Dataset entries

+--

PR #454, opened 2026-08-27
Update Nuget.config and DependaBot to use safe Microsoft NuGet proxy

benmwatson:
Safe feeds are now required. The default api.nuget.org feed is no longer accessible on Microsoft corporate devices.

NUnit3TestAdaptor needs to be switched back to 6.2.0 as that's the latest version available in this feed.


yihpink (approved):
lgtm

+--

THE TASK
From the entries above, return exactly the line containing "Update Nuget.config and", the line containing "Safe feeds are", and all lines between, and nothing else.

WRITTEN SOLUTION
Update Nuget.config and DependaBot to use safe Microsoft NuGet proxy

benmwatson:
Safe feeds are now required. The default api.nuget.org feed is no longer accessible on Microsoft corporate devices.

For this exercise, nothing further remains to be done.